Some of these factors appear to be minor (especially the last one), but if you load a lot of data, even a small difference in efficiency can lead to a certain performance difference. We can draw a few practical conclusions on how to quickly load data from the general principle of the preceding:

· Load data (all forms) is more efficient than insert because it is a bulk load of rows. The server only needs to parse and interpret a single statement, not multiple statements. Similarly, indexes need to be refreshed only after all rows of data have been processed, not once per row.

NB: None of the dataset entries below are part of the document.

PR #7069, opened 2022-09-06
Add support for custom internal server

periklis:
The following PR adds support for a custom internal server listener dedicated for the start to serve the ready handler on a separate port and optionally TLS configuration. The key purpose for this one is to serve the Loki HTTP API via mTLS while serving the readiness endpoints without (i.e. kubernetes readiness/liveness probes do not support authentication)

Fixes #<issue number>

**Checklist**
- [ ] Documentation added
- [ ] Tests updated

### DIFF
--- a/pkg/loki/loki.go
+++ b/pkg/loki/loki.go
@@ -369,9 +369,8 @@ func (t *Loki) Run(opts RunOpts) error {
 	// before starting servers, register /ready handler. It should reflect entire Loki.
 	if t.Cfg.InternalServer.Enable {
 		t.InternalServer.HTTP.Path("/ready").Methods("GET").Handler(t.readyHandler(sm))
-	} else {
-		t.Server.HTTP.Path("/ready").Methods("GET").Handler(t.readyHandler(sm))
 	}
+	t.Server.HTTP.Path("/ready").Methods("GET").Handler(t.readyHandler(sm))
 
 	grpc_health_v1.RegisterHealthServer(t.Server.GRPC, grpcutil.NewHealthCheck(sm))
 
--- a/pkg/loki/loki.go
+++ b/pkg/loki/loki.go
@@ -40,6 +40,7 @@ import (
 	"github.com/grafana/loki/pkg/ruler/rulestore"
 	"github.com/grafana/loki/pkg/runtime"
 	"github.com/grafana/loki/pkg/scheduler"
+	internalserver "github.com/grafana/loki/pkg/server"
 	"github.com/grafana/loki/pkg/storage"
 	"github.com/grafana/loki/pkg/storage/chunk/cache"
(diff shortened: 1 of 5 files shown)


pkg/loki/loki.go
```diff
@@ -131,6 +133,7 @@ func (c *Config) registerServerFlagsWithChangedDefaultValues(fs *flag.FlagSet) {
 	// Register to throwaway flags first. Default values are remembered during registration and cannot be changed,
 	// but we can take values from throwaway flag set and reregister into supplied flags with new default values.
 	c.Server.RegisterFlags(throwaway)
+	c.InternalServer.RegisterFlags(throwaway)
```
simonswine, line 136: Don't think that is necessary

pkg/server/internal_server.go
```diff
@@ -0,0 +1,31 @@
...
+import (
+	"flag"
+	"time"
+
+	serverww "github.com/weaveworks/common/server"
+)
+
+// Config extends weaveworks server config
+type Config struct {
+	serverww.Config `yaml:",inline"`
```
simonswine, line 12: That also includes a lot of struct fields which are unused, I would prefer to shrink those down a bit more.

I don't know if it even needs to be supporting TLS, but I guess the list of the registered flags would be a good start.

simonswine (approved):
LGTM. I think this is a worthwhile improvement.

I am also wondering if it is worth including other endpoints (like `/metrics`) to that internal listener? (Not necessarily in this PR)

pkg/server/internal_server.go
periklis: In the scope of exposing only the ready handler it makes sense to shrink this more. However, as you mention above it makes sense to expose the metrics from this handler too and thus I would like to keep the inline struct as such for start but limit the inputs via the shrinked registered flags. As per exposing metrics allowing TLS from start is imho a good thing to do. For example on OpenShift we allow only scraping over HTTPS.

pkg/loki/loki.go
periklis: Actually it is need to register the flags to main flagset of Loki or else we can't configure the internal server.

pkg/server/internal_server.go
```diff
@@ -0,0 +1,31 @@
...
+	Enable          bool `yaml:"enable"`
+}
+
+// RegisterFlags add internal server flags to flagset
+func (cfg *Config) RegisterFlags(f *flag.FlagSet) {
+	f.StringVar(&cfg.Config.HTTPListenAddress, "internal-server.http-listen-address", "", "HTTP internal server listen address.")
```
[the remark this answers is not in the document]
periklis: I took the defaults from weaveworks verbatim, but for an internal server that is used for readiness and metrics it makes sense to default listen on localhost.

PR #7070, opened 2022-09-06
operator: Add support for certificates to allow external S3 storage connections

shwetaap:
Signed-off-by: Shweta Padubidri <spadubid@redhat.com>

This PR supports bringing up Loki in a cluster that runs behind a proxy
It also adds support to provide proxy certificates to support secure traffic behind a proxy in a cluster. 

Fixes #<issue number>

**Checklist**
- [ ] Documentation added
- [ ] Tests updated

### DIFF
--- a/operator/internal/handlers/lokistack_create_or_update.go
+++ b/operator/internal/handlers/lokistack_create_or_update.go
@@ -110,15 +110,15 @@ func CreateOrUpdateLokiStack(
 			return kverrors.Wrap(err, "failed to lookup lokistack object storage CA config map", "name", key)
 		}
 
-		if !storage.IsValidCAConfigMap(&cm) {
+		if !storage.IsValidCAConfigMap(&cm, stack.Spec.Storage.TLS.Key) {
 			return &status.DegradedError{
-				Message: "Invalid object storage CA configmap contents: missing key `service-ca.crt` or no contents",
+				Message: "Invalid object storage CA configmap contents: missing key or no contents",
 				Reason:  lokiv1.ReasonInvalidObjectStorageCAConfigMap,
 				Requeue: false,
 			}
 		}
 
-		objStore.TLS = &storageoptions.TLSConfig{CA: cm.Name}
+		objStore.TLS = &storageoptions.TLSConfig{CA: cm.Name, Key: stack.Spec.Storage.TLS.Key}
 	}
 
 	var (
--- a/operator/apis/loki/v1/lokistack_types.go
+++ b/operator/apis/loki/v1/lokistack_types.go
@@ -323,6 +323,14 @@ type LokiTemplateSpec struct {
 
 // ObjectStorageTLSSpec is the TLS configuration for reaching the object storage endpoint.
 type ObjectStorageTLSSpec struct {
+	// Key is the data key of a ConfigMap containing a CA certificate.
+	// It needs to be in the same namespace as the LokiStack custom resource.
+	//
+	// +optional
+	// +kubebuilder:validation:optional
+	// +kubebuilder:default:=service-ca.crt
+	// +operator-sdk:csv:customresourcedefinitions:type=spec,xDescriptors="urn:alm:descriptor:io.kubernetes:ConfigMap",displayName="CA ConfigMap Key"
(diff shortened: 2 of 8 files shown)


operator/internal/handlers/lokistack_create_or_update.go
```diff
@@ -204,6 +204,20 @@ func CreateOrUpdateLokiStack(
 		}
 	}
 
+	proxyCfg, err := manifests.GetProxyConfig(k.Client)
```
periklis, line 207: Requests for active resources on the k8s apiserver should be place in the `manifests` package. The `manifests` package is dedicated for creating resource manifests (e.g. deployments, services, configmaps, etc.) from static inputs passed via `manifests.Options`. Consider moving the code using the k8s client to an internal package dedicated for the `handlers` packages, e.g. rules, gateway secrets in https://github.com/grafana/loki/tree/main/operator/internal/handlers/internal

From the resulting configmap we extract what we need and pass it as raw inputs into a new `manifests.Options` field. This inputs can be used to create the trusted ca bundle configmap statically.

operator/internal/handlers/lokistack_create_or_update.go
```diff
@@ -204,6 +204,20 @@ func CreateOrUpdateLokiStack(
...
+	}
+
+	// Create cluster proxy trusted CA bundle.
+	var lokiTrustBundle *corev1.ConfigMap
+	if proxyCfg != nil {
+		lokiTrustBundle, err = manifests.createOrGetTrustedCABundleConfigMap(manifests.LokiTrustedCAName, ctx, k, stack)
+		if err != nil {
+			return err
+		}
+	}
```
periklis, line 219: As said above the Get part of this methods belongs to a dedicated handlers internal package. In addition we should not mix `create` with `get` in a single function here (as we do in other operators unfortunately) for a couple of reasons:
1. We don't rely in this operator on custom `createOrUpdate` functions as we use the generic one from the controller-runtime. This keep some sanity and uniformity in equality checks and create/update logic.
2. We keep `get` calls isolated in the handlers package and pass them down to the `manifests` builders via `manifests.Options`. This ensures that are our builders incl. conditional logic (e.g. openshift, feature flags) do not require active communication to the APIserver and remain easy to test via unit tests.

Besides the above the creation of this TrustedCABundle ConfigMap incl. the Volumes/VolumeMounts additions for the Loki Components is a conditional feature. This means we need an amendment in the LokiStack API for users to input/select the configMap that includes their TrustedCABundle. This enables making this feature k8s-native first. For OpenShift users can rely that we auto-populate the configmap via the dedicated inject-ca-bundle annotations. Latter should be dedicated patching code isolated in the `manifests.openshift` package.

operator/internal/manifests/ingester.go
```diff
@@ -121,6 +122,10 @@ func NewIngesterStatefulSet(opts Options) *appsv1.StatefulSet {
 		SecurityContext: podSecurityContext(opts.Gates.RuntimeSeccompProfile),
 	}
 
+	for i, container := range podSpec.Containers {
+		podSpec.Containers[i].Env = append(container.Env, proxy.ReadProxyVarsFromEnv()...)
+	}
```
periklis, line 127: Do we always want to do this?

periklis (changes requested):
This draft shows a clear path forward on how to expand LokiStack's capabilities to talk to dependencies (i.e. S3 storage) when a proxy is used and/or a TrustedCABundle is required for successful data-in-transit encryption.

Having said this, as commented below I suggest to improve this PR in two key directions to make this useful for non-OpenShift users, too:
1. The TrustedCABundle ConfigMap belongs to the LokiStack API to allow users define this if needed. For OpenShift users we can automate the user choice.
2. Populating the Loki container env vars always with the Proxy env vars is something we need to discuss if this is should be a user choice or a solely operator choice. I like to err towards "let the users make a choice", but I am open for arguments here.

Besides the above key points, please consider the code placement comments below to keep our `manifests` package dedicated for building static manifests and separating openshift-related code in the dedicated package for this purpose.

periklis (approved):

PR #7073, opened 2022-09-06
Add prefix for helm-release tags

trevorwhitney:

The helm release job creates a tag for each new release. The tags was previously `<chart name>-<chart version>`, which in the case of the loki chart in this repo was `loki-3.0.0`. This is confusing, so we are adding the prefix `helm-` to these  tags.


DylanGuedes:
double checking, don't we have to update this on any docs?

trevorwhitney:
nope, the tag is not mentioned anywhere, but the old one did cause confusion in the community

MasslessParticle (approved):

kavirajk (approved):

PR #7093, opened 2022-09-07
Only release helm for helm paths

trevorwhitney:

Only need to run the helm release action when helm paths were changed


cstyan (approved):
:+1: assuming the path regex is correct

· Load data without local is faster than the local load data.

Related Article

Contact Us

The content source of this page is from Internet, which doesn't represent Alibaba Cloud's opinion; products and services mentioned on that page don't have any relationship with Alibaba Cloud. If the content of the page makes you feel confusing, please write us an email, we will handle the problem within 5 days after receiving your email.

If you find any instances of plagiarism from the community, please send an email to: info-contact@alibabacloud.com and provide relevant evidence. A staff member will contact you within 5 working days.

A Free Trial That Lets You Build Big!

Start building with 50+ products and up to 12 months usage for Elastic Compute Service

  • Sales Support

    1 on 1 presale consultation

  • After-Sales Support

    24/7 Technical Support 6 Free Tickets per Quarter Faster Response

  • Alibaba Cloud offers highly flexible support services tailored to meet your exact needs.